Could you expand on why you don't like Apache? I'll grant you that it can be confusing to get used to configuring, especially if you're not really familiar with how the web works, but as far as I can tell it's a pretty damn good server.
My fundamental beef with Apache is that people wrap way too much functionality into it, to the point where their entire end-to-end web stack is two sets of processes: Apache and a database server.
On top of that it's configuration is awful, the modules are all awful compared to their domain-specific alternatives, the architecture is awful (especially wrt concurrency), the development process is molasses, and the Apache Software Foundation has all but abandoned httpd for IBM-focused all-Java astronaut architecture with as much bureaucracy as they can possibly fit into a public process.
I hate Apache because I'm intimately familiar with how the web works, and the ASF is responsible for so much web-hostile WS-* garbage.
For a while (~4 years ago) I thought lighttpd was worthwhile as a total replacement, and did a project that hacked it's WebDAV implementation for userspace filesystems (pre-MacFUSE), but fundamentally its architecture is still Apache just with sensible concurrency.
I've come to be really fond of the reverse-proxy model, and really like Nginx running in front of independent app processes using whatever HTTP abstraction is native to the language (WSGI, Rack, Servlets, etc.) along with a nice native high-level spec-focused HTTP server (twisted.web, mongrel, ???). The last web application I wrote from scratch was on Google AppEngine, and I really like their version of WSGI.
> My fundamental beef with Apache is that people wrap way too much functionality into it, to the point where their entire end-to-end web stack is two sets of processes: Apache and a database server.
Fine, that's a technical point, and fair, but that doesn't make it a 'dog'. It works well for many things, and not so well for some others.
Most of the rest of what you write is vitriol and hyperbole ... "awful", "molasses", "hate", "garbage", and so on and so forth. Your "liberal with what you accept and conservative with what you output" (which I voted up, it's a great quote) goes for interaction with other people, as well.
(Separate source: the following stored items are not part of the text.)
PR #4515, opened 2021-05-08
Fix piston movement setting all moved blocks as non-new

levtey:
Mostly an issue for skyblock servers, the current protection stores all blocks moved by pistons as non-new. This, however, will only move the blocks that were already stored, allowing for pistons to move new ore blocks but stopping duplication.


Geolykt:
You might want to check your indentation settings, it isn't uniform with the previous code as I have spotted a few tabs in an otherwise all-spaces code

t00thpick1:
I'd still want to see extensive testing of your code to make sure it doesn't introduce things.

nossr50:
I'm in agreement with @t00thpick1 , unless this was rigorously tested on all MC versions it would have to be optional off by default type setting.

As a member of the ASF, I'd also like to point out that the foundation goes where people want it to. Sure, there are lots of Java projects, but there are some reasons for that. Java tends to be used by people (and especially companies) who also like to be sure of the provenance of their software, and Apache projects can be very sure of that. That process does introduce a bit of bureaucracy, but it's not all that bad, really. Overall, yes, the ASF has gone a little bit 'enterprisey', but that's no reason to get bitter about it. If you don't like it, don't use it. (The FSF also has similar kinds of bureaucracy too, in order to ensure that they have the copyright for their software).
There are also numerous non-Java projects, like CouchDB, Perl, Python and Tcl modules, and 'Harmony' which is Java, but an implementation of the language itself, which requires some fairly interesting hacking, and of course the web server itself. Most of these projects are worked on by different people.
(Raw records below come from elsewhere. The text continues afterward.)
PR #4536, opened 2021-05-27
Fix subskill chat click bug

Code-Log:
When viewing skill info. The subskill click listener doesn't work. I fixed it by simply not allowing the plugin to reformat the subskill id. The function getNiceNameNoSpaces(...) doesn't produce a name that will be found by /mmoinfo

### DIFF
--- a/src/main/java/com/gmail/nossr50/util/text/TextComponentFactory.java
+++ b/src/main/java/com/gmail/nossr50/util/text/TextComponentFactory.java
@@ -286,7 +286,7 @@ public class TextComponentFactory {
             else
                 textComponent = Component.text().content(LocaleLoader.getString("JSON.Hover.SkillName", skillName));
 
-            textComponent.clickEvent(ClickEvent.runCommand("/mmoinfo " + subSkillType.getNiceNameNoSpaces(subSkillType)));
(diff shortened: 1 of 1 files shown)


TheBusyBiscuit (commented):
Shouldn't `/mmoinfo` rather be fixed then instead of this workaround?

I gave a quick look at it and seems to perform the same operation to check for it:
https://github.com/mcMMO-Dev/mcMMO/blob/master/src/main/java/com/gmail/nossr50/commands/skills/MmoInfoCommand.java#L80

However, it seems to be gated behind a null check against this:
https://github.com/mcMMO-Dev/mcMMO/blob/0d2f370185d8f6a0ce86bb857fa0ed46742950e8/src/main/java/com/gmail/nossr50/listeners/InteractionManager.java#L64-L67

I feel like this should perhaps be tested/investigated first before the behaviour is changed here, since there is a chance that the intended behaviour could be restored :?

Code-Log:
Yeah, I guess mmoinfo should rather be fixed, but I don't know the code and this is just a quick fix that worked for my server.

On the off chance that someone wants this code, I'll close the PR, but leave my repo active.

The concurrency model (models, actually), like many things, is of course a tradeoff, with no absolute 'right' answer (although I think Yaws does a pretty good job).
BTW, I do the Apache Tcl stuff, or did... I don't have much time for it these days.
> I hate Apache because I'm intimately familiar with how the web works, and the ASF is responsible for so much web-hostile WS-* garbage.
Presumably, there are a few people at Apache that know a thing or two about how the web works, too. Even "intimately". Like, say, Roy Fielding, who wrote part of the RFC this whole article is about.
I'm not familiar with what you're talking about. Could you clarify something for me? Why would you need Nginx and twisted.web? Wouldn't you just call your WSGI application from Nginx?
Nginx's architecture doesn't really mesh well with WSGI's interface protocol... I believe it has to do with blocking the serving Nginx process whilst the WSGI request is being processed.
Nginx prefers to "pass off" the request to a web-app server to do the heavy lifting and take care of fast, easy serving in the fastest way possible.
"select" based web servers and their modern (poll/kevent/whatever) brethren, for serving purely static content, are faster and smaller. But that's always been the case.